Some bacterial species with nematicidal actuality have been applied for control of root-knot nematodes: among them Streptomyces spp., Serratia spp., Bacillus spp., Azotobacter chroococcum, Rhizobioum, Corynebacterium and Pseudomonas. Eapen reported that treating pepper seedlings with isolates of P. fluorescens reduced the detriment effects due to Meloidogyne incognita. Similarly, insemination of wheat plants with P. fluorescens terminated in considerable lower nematode populations .
It is significant to point that rhizosphere of antagonistic plants may represent beneficial sources of potential biological control agents for nematodes  as suggested by prevention effects of P. fluorescens on M. incognita. However, this biovar proceeded from radish rhizosphere host for Meloidigyne spp. .
The results herein showed may represent a fraction of the effects related to the complex relationships among different types of microorganisms in the rhizosphere. PGPR species alone or with Rhizobium enhanced plant growth both in M. javanica and inoculated plants. Inoculation with Rhizobium spp. caused an increase in plant growth than the effect caused by any species of PGPR in nematodeinoculated plants. Combined use of Rhizobium with other species of PGPR also decreased galling and nematode propagation than their single inoculation .
All the antagonist bacteria are able to produce protease enzyme. Protease production is an effective mechanism for controlling nematodes.
Extracellular enzymes, including subtilisin-like serine protease, chitinase and collagenase, corresponding to the main chemical constituents of nematode cuticle and eggshell, have been reported to be involved in the infection as virulence factors . In the interaction between pathogen and hosts, much experimental evidence supported that serine protease can destroy the integrity of cuticle to help penetration of pathogen [52,53] and initiate or trap nematophagous fungi .

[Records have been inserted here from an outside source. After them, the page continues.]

PR #4606, opened 2026-09-07
fix(Android, Stack v5): restore valid header collapse state after re-showing the header

kligarski:
## Description

Re-showing a hidden stack v5 header always brought it back **expanded**, even when the content underneath was scrolled into its middle. That is a state no gesture can produce, and getting into it jumps the content by the full header height. The same defect hit a header that was `hidden` from the moment its screen mounted.

This PR makes the collapse memory a tri-state — "collapsed", "expanded", "unknown" — and lets the content scroll position decide when, and only when, the memory is unknown.

Closes https://github.com/software-mansion/react-native-screens-labs/issues/1781.

#### The problem

`hidden` invalidates `STRUCTURE`, so it always takes the rebuild path, and `processUpdate` early-returns through `removeHeader()` — which clears `isAppBarFullyCollapsed`. A rebuilt app bar starts expanded and there is nothing left to re-assert against, so the header comes back at full height regardless of where the content sits. A header hidden from mount never had a memory in the first place.

The base PR's view retention made this visible rather than causing it: before retention a tab round trip rebuilt everything anyway, so there was no state to lose.

#### What we considered

- **Today** — the memory dies with the app bar, so a re-shown header is always expanded.
- **A** — `wasFullyCollapsed || contentScrolled`, evaluated on _every_ update, guarded with `!scrollFlagEnterAlways`.
- **B** — `wasFullyCollapsed && contentScrolled`, with the memory kept alive through the hidden period.
- **C (this PR)** — tri-state memory. `isAppBarFullyCollapsed: Boolean?`, where `null` means "no offset observed since the header was last removed"; `removeHeader()` sets `null` instead of `false`, and the restore becomes `wasFullyCollapsed ?: isContentScrolled()`.
- **D** — retain the `StackHeaderAppBarLayout` instance across `hidden` instead of destroying it, so the exact offset comes back with the view, and decide its legality by comparing the content scroll position at hide time with the one at re-show.

D is the only option that reaches full fidelity — rows 2, 3 and 12 — and it does so with no scroll-flag reasoning. But it sits on top of C rather than replacing it (the tri-state rule is still needed wherever there is no retained instance), making it a net addition for outcomes that are already legal. Details in https://github.com/software-mansion/react-native-screens-labs/issues/1784.

#### Cases to consider

- ✅ **faithful** — comes back in the state it was hidden in.
- ➖ **different** — not the hide-time state, but a legal one: reachable by gesture, and one gesture from correction.
- ❌ **broken** — gesture-unreachable: an expanded app bar above content scrolled into its middle.

Default flags (`scroll` + `exitUntilCollapsed` + `snap`) unless the row says otherwise:

| #   | Case (hide → re-show unless noted)                                      | Today | A   | B   | C (this PR) |
| --- | ----------------------------------------------------------------------- | ----- | --- | --- | ----------- |
| 1   | Expanded, content at top                                                | ✅    | ✅  | ✅  | ✅          |
| 2   | Partially collapsed, content at top                                     | ➖    | ➖  | ➖  | ➖          |
| 3   | Fully collapsed, content at top                                         | ➖    | ➖  | ➖  | ➖          |
| 4   | Fully collapsed, content scrolled                                       | ❌    | ✅  | ✅  | ✅          |
| 5   | Scrolled back to the top while hidden                                   | ✅    | ✅  | ✅  | ✅          |
| 6   | Scrolled further down while hidden                                      | ❌    | ✅  | ✅  | ✅          |
| 7   | Hidden from mount, content scrolled                                     | ❌    | ✅  | ❌  | ✅          |
| 8   | Rebuild while hidden (`type`, color scheme), content scrolled           | ❌    | ✅  | ✅  | ✅          |
| 9   | Un-hide landing on tab reattach, content scrolled                       | ❌    | ✅  | ✅  | ✅          |
| 10  | Tab reattach, partial offset (no hide involved)                         | ✅    | ✅  | ➖  | ✅          |
| 11  | Tab reattach, fully collapsed, content at top (no hide)                 | ✅    | ✅  | ➖  | ✅          |
| 12  | `enterAlways`, whole bar re-entered above scrolled content              | ✅    | ✅  | ✅  | ➖          |
| 13  | `enterAlways + enterAlwaysCollapsed`, fully collapsed, content scrolled | ❌    | ❌  | ✅  | ✅          |

- **Rows 2/3** are the deliberate trade. Once the header is gone, "content at the top" cannot tell "never moved" from "scrolled back" (row 5), so both resolve to expanded. No approach fixes them without the hide-time snapshot.
- **Rows 10/11 are what kills B.** Its memory survives the hide, so its "content at top → expand" clause also fires on tab reattach — and by Material's pre-scroll ordering a partially collapsed header _always_ has its content at 0. Both land on legal states, but they turn ✅ into ➖ on every tab round trip. B needs an explicit "this is an un-hide, not a reattach" marker to avoid that.
- **Row 13 is what kills A.** The `!scrollFlagEnterAlways` guard — the price of running the content term on live-header paths — is too broad: with `enterAlwaysCollapsed` only the toolbar re-enters (`AppBarLayout.getDownNestedPreScrollRange`), so expanded-over-scrolled is unreachable there and the guard suppresses a restore that is needed. Dropping the guard fixes row 13, but then the term fires on live updates too and rows 10-12 regress under the `enterAlways` family.
- **Row 12 is C's only ➖** — the fidelity A's guard bought, traded away for having no flag reasoning at all.
- **Degenerate flags** (none set, or `small` + `exitUntilCollapsed`) are safe by construction under every approach: `totalScrollRange == 0`, so `setExpanded(false, false)` resolves to offset 0, i.e. expanded. `snap` never appears — it decides where a gesture comes to rest, not how state is restored.

#### Why this approach

**It is simple.** One field goes from `Boolean` to `Boolean?`, plus a one-line helper. The content term is scoped to exactly the transition that destroyed the memory, so live updates, plain rebuilds and tab reattach keep today's behavior unchanged — there is no scroll-flag branching anywhere.

**It always lands on a valid state.** "Fully collapsed over scrolled content" and "expanded with the content at the top" are gesture-reachable under _every_ scroll-flag combination, because scrolling down always collapses the bar before the content moves. So the rule cannot produce the shape it is fixing — with the present flags or any future ones. This is the whole reason the geometry analysis A needed disappears.

**The "incorrect" restores are all okay.** Every ➖ above is a state the user could have reached themselves and can undo with a single gesture. There is no ❌ left, and none of the alternatives removed a ➖ without adding a ❌ somewhere else.

Two smaller wins over a one-shot "the header was removed" boolean: after an un-hide the state stays `null` until the first real offset dispatch, so a second rebuild in the same frame still consults the content instead of losing the intent; and a repeated `removeHeader()` while already hidden (e.g. a device dark-mode toggle) is idempotent. Both config-swap orderings now settle in a legal state too — add-before-remove keeps the memory and re-collapses the adopted config's fresh app bar, remove-before-add falls through to the content rule.

#### Known issue

Re-showing a `medium`/`large` header with `scrollFlagExitUntilCollapsed: false` fades its status bar scrim in, which reads as a flash: https://github.com/software-mansion/react-native-screens-labs/issues/1782.

## Changes

**Native**

- `StackHeaderCoordinatorLayout`: `isAppBarFullyCollapsed` is now `Boolean?`; `removeHeader()` sets it to `null`; the restore is `wasFullyCollapsed ?: isContentScrolled()`.
- New `isContentScrolled()` helper on top of the existing `findContentScrollView()` plumbing (already used for lift-on-scroll) — no new resolution path.

**Tests / docs**

- New SFT `test-stack-header-hidden-restore-android`: the full rule — at-top drop, scroll-while-hidden in both directions, rebuild while hidden, per-flag variants (including the small header and the no-flags degradation), partial-offset reset, and hidden-from-mount via a pushed screen. The screen exposes individual scroll-flag switches and uses `ScrollViewMarker`, so the registered content-scroll-view resolution path is exercised.
- CIT `test-stack-tabs-stack-in-tabs-header-persistence`: **Note** and step 17 rewritten (a removed header no longer "always comes back expanded"), new step 18 for the detached un-hide over scrolled content, later steps renumbered.

| before | after |
| --- | --- |
| <video src="https://github.com/user-attachments/assets/be0854d6-c7e7-4d79-8e89-0bf23e036189" /> | <video src="https://github.com/user-attachments/assets/43215ca1-fe6f-4302-b9e4-71b2db3494f9" /> |

## Test plan

`test-stack-header-hidden-restore-android` (SFT) — all 18 steps; it is the rule in full.

`test-stack-tabs-stack-in-tabs-header-persistence` (CIT) — steps 16-18 for the detached path, plus steps 6-9 and 14-15 as a regression check that tab reattach is untouched. Note that step 20 is still blocked, see https://github.com/software-mansion/react-native-screens-labs/issues/1774.

## Checklist

- [ ] Ensured that CI passes

---


apps/src/tests/single-feature-tests/stack-v5/test-stack-header-hidden-restore-android/scenario.md
```diff
@@ -0,0 +1,195 @@
...
+- Scroll-flag steps only use valid combinations
+  (`scrollFlagEnterAlwaysCollapsed` requires `scrollFlagEnterAlways`; both
+  are meaningful only with `scrollFlagExitUntilCollapsed` off).
+- A `small` header cannot collapse while `scrollFlagExitUntilCollapsed` is on
+  (its pinned height equals its full height), which is why the small-header
+  step turns that flag off.
+- When `medium/large` header with `scrollFlagExitUntilCollapsed: false` is
+  re-shown, its status bar scrim flashes (it fades in). This is a known
+  issue, see
+  https://github.com/software-mansion/react-native-screens-labs/issues/1782.
```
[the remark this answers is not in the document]
kligarski: This is an internal issue tracking repository.

apps/src/tests/single-feature-tests/stack-v5/test-stack-header-hidden-restore-android/scenario.md
```diff
@@ -0,0 +1,195 @@
...
+      and re-enters only once the content is scrolled back to the top.
+
+9. **scrollFlagEnterAlways** on (with **scrollFlagExitUntilCollapsed** still
+   off).
+
+- [ ] The header comes back fully collapsed, and a small upward drag
+      re-enters the whole header while the content stays mid-list.
+
+10. With the flags from step 9, drag up so the whole header re-enters while
+    the content stays scrolled, then toggle **hidden** on and off.
```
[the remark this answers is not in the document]
kligarski: https://github.com/software-mansion/react-native-screens/pull/4606/commits/79846e21d643a1041ae946912a8d4df4263be3a5

android/src/main/java/com/swmansion/rnscreens/stack/header/StackHeaderCoordinatorLayout.kt
```diff
@@ -242,18 +243,23 @@ internal class StackHeaderCoordinatorLayout(
...
-            if (wasFullyCollapsed) {
+            if (wasFullyCollapsed ?: isContentScrolled()) {
                 appBar.setExpanded(false, false)
             }
         }
 
         onMaybeHeaderLayoutChanged()
     }
 
+    // If the content scroll view can scroll further up, we consider it scrolled.
```
kmichalikk: = didn't reach the top

this is a bit confusing because scrolling up is pulling finger down? Maybe let's reword this.

android/src/main/java/com/swmansion/rnscreens/stack/header/StackHeaderCoordinatorLayout.kt
```diff
@@ -328,7 +334,7 @@ internal class StackHeaderCoordinatorLayout(
 
     private fun removeHeader() {
         resetHeader()
-        isAppBarFullyCollapsed = false
+        isAppBarFullyCollapsed = null
```
kmichalikk, line 333: nit to consider: Would replacing this int with a proper enum that has some STATE_UNKNOWN be more readable at the cost of more verbose code? Wouldn't it be better?

apps/src/tests/single-feature-tests/stack-v5/test-stack-header-hidden-restore-android/scenario.md
```diff
@@ -0,0 +1,195 @@
...
+   change **type** to `medium`, then toggle **hidden** off.
+
+- [ ] The header comes back as a `medium` header, **fully collapsed** - a
+      rebuild request arriving while hidden does not disturb the rule.
+
+7. Set **type** back to `large` and scroll the content back to the top.
+
+- [ ] The header stays fully collapsed across the type change - the header is
+      live, so its own collapse state is re-asserted - and expands only once
+      the content is back at the top.
```
kmichalikk: this explanation is not necessary

apps/src/tests/single-feature-tests/stack-v5/test-stack-header-hidden-restore-android/scenario.md
```diff
@@ -0,0 +1,195 @@
...
+
+---
+
+### Scroll-flag variants
+
+Each step: set the flags as listed, scroll down until the content is visibly
+scrolled, toggle **hidden** on and off.
+
+8. **scrollFlagExitUntilCollapsed** off (plain scrolling header).
```
kmichalikk: nit: **Set** x off / **Set** x on

apps/src/tests/single-feature-tests/stack-v5/test-stack-header-hidden-restore-android/scenario.md
```diff
@@ -0,0 +1,195 @@
...
+      state is dropped (see **Note**).
+
+11. **scrollFlagEnterAlwaysCollapsed** on as well. After checking the first
+    result, scroll up so the toolbar re-enters, then toggle **hidden** on and
+    off again.
+
+- [ ] The header comes back fully collapsed; an upward scroll re-enters only
+      the toolbar, and the full height returns only once the content reaches
+      the top.
+- [ ] After the second hide/re-show the re-entered toolbar is dropped: the
```
kmichalikk, line 139:
```suggestion
      the top.
      
- [ ] After the second hide/re-show the re-entered toolbar is dropped: the
```

apps/src/tests/single-feature-tests/stack-v5/test-stack-header-hidden-restore-android/scenario.md
```diff
@@ -0,0 +1,195 @@
...
+16. Scroll to the top. Tap **Push Details**.
+
+- [ ] The _Details_ screen has no header from the moment it appears and its
+      content starts below the status bar.
+
+17. Scroll the _Details_ content down a little, then toggle its **hidden**
+    switch off.
+
+- [ ] The header appears **fully collapsed** - the very first build of this
+      header lands on scrolled content and must not expand above it.
```
kmichalikk, line 191: Is this "fully collapsed" in this case?

Image

kmichalikk (commented):
The assumptions seems reasonable & work as described.

I observed strange glitches with some flags when hiding / showing - is there anything we can do to make them go away?

https://github.com/user-attachments/assets/e741b4bb-95fe-4cbf-8992-1c993a46477a

android/src/main/java/com/swmansion/rnscreens/stack/header/StackHeaderCoordinatorLayout.kt
kligarski: I thought that this would explain `canScrollVertically(-1)` better but I changed it. Scrolling up = scrolling towards the top = on mobile, dragging down.

https://github.com/software-mansion/react-native-screens/pull/4606/commits/680212d9168561ba445c6cd5de320afda7184a6f

android/src/main/java/com/swmansion/rnscreens/stack/header/StackHeaderCoordinatorLayout.kt
kligarski: I don't really see any benefit and `null` meaning no data seems clear to me but I can change it if we want to.

apps/src/tests/single-feature-tests/stack-v5/test-stack-header-hidden-restore-android/scenario.md
kligarski: https://github.com/software-mansion/react-native-screens/pull/4606/commits/680212d9168561ba445c6cd5de320afda7184a6f

apps/src/tests/single-feature-tests/stack-v5/test-stack-header-hidden-restore-android/scenario.md
kligarski: https://github.com/software-mansion/react-native-screens/pull/4606/commits/680212d9168561ba445c6cd5de320afda7184a6f

apps/src/tests/single-feature-tests/stack-v5/test-stack-header-hidden-restore-android/scenario.md
kligarski: https://github.com/software-mansion/react-native-screens/pull/4606/commits/680212d9168561ba445c6cd5de320afda7184a6f

apps/src/tests/single-feature-tests/stack-v5/test-stack-header-hidden-restore-android/scenario.md
kligarski: If you try to scroll down (drag up), the header doesn't collapse any further - this means it's fully collapsed (and this is the case here).

kligarski:
> The assumptions seems reasonable & work as described.
> 
> I observed strange glitches with some flags when hiding / showing - is there anything we can do to make them go away?

1. I created an issue for incorrect background color with `exitUntilCollapsed`: https://github.com/software-mansion/react-native-screens-labs/issues/1790
2. Issue for status bar scrim fade-in animation appearing when re-showing the header in collapsed state already exists: https://github.com/software-mansion/react-native-screens-labs/issues/1782
3. The content changing size after a delay happens due to lack of synchronous state updates on Android. I also apply SafeAreaView when header is hidden here which might cause additional jumps - this might be an interesting case to consider for our approach to handling the safe area.

apps/src/tests/single-feature-tests/stack-v5/test-stack-header-hidden-restore-android/scenario.md
```diff
@@ -0,0 +1,196 @@
...
+- Scroll-flag steps only use valid combinations
+  (`scrollFlagEnterAlwaysCollapsed` requires `scrollFlagEnterAlways`; both
+  are meaningful only with `scrollFlagExitUntilCollapsed` off).
+- A `small` header cannot collapse while `scrollFlagExitUntilCollapsed` is on
+  (its pinned height equals its full height), which is why the small-header
+  step turns that flag off.
+- When `medium/large` header with `scrollFlagExitUntilCollapsed: false` is
+  re-shown, its status bar scrim flashes (it fades in). This is a known
+  issue, see
+  https://github.com/software-mansion/react-native-screens-labs/issues/1782.
```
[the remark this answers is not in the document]
kligarski: https://github.com/software-mansion/react-native-screens/pull/4606#discussion_r3947851144

apps/src/tests/single-feature-tests/stack-v5/test-stack-header-hidden-restore-android/scenario.md
```diff
@@ -0,0 +1,196 @@
+# Test Scenario: Stack header hidden restore
+
+## Details
+
+**Description:** Re-showing a hidden stack v5 header must restore the collapse
+state. The rule under test: the header comes back **fully collapsed** when the
+content is scrolled away from the top and **expanded** otherwise, independent
+of the configured scroll flags. This prevents the broken shape of an expanded
+app bar pushed above content that is scrolled into its middle, for every
+scroll-flag combination, including a header that was hidden from the moment
```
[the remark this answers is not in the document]
kligarski: No scroll => collapsed == expanded. I don't think that specifying this edge case is really helping. The general rule is described here and a step specifies the edge case.

kmichalikk (approved):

These preliminary results provide a strong incentive for further experiments on the use of rhizosphere bacteria in the biocontrol of plant parasitic nematodes. If the potential of these strains is confirmed, they could be used in the future in greenhouse and field conditions, to develop alternative, low cost and environment friendly technologies.
The authors gratefully acknowledge Dr. A. Ciancio, CNR, IST. Protezione Piante-Sez. Di Bari, Italia for his kind editing, revising and other commentary on an early draft of this article.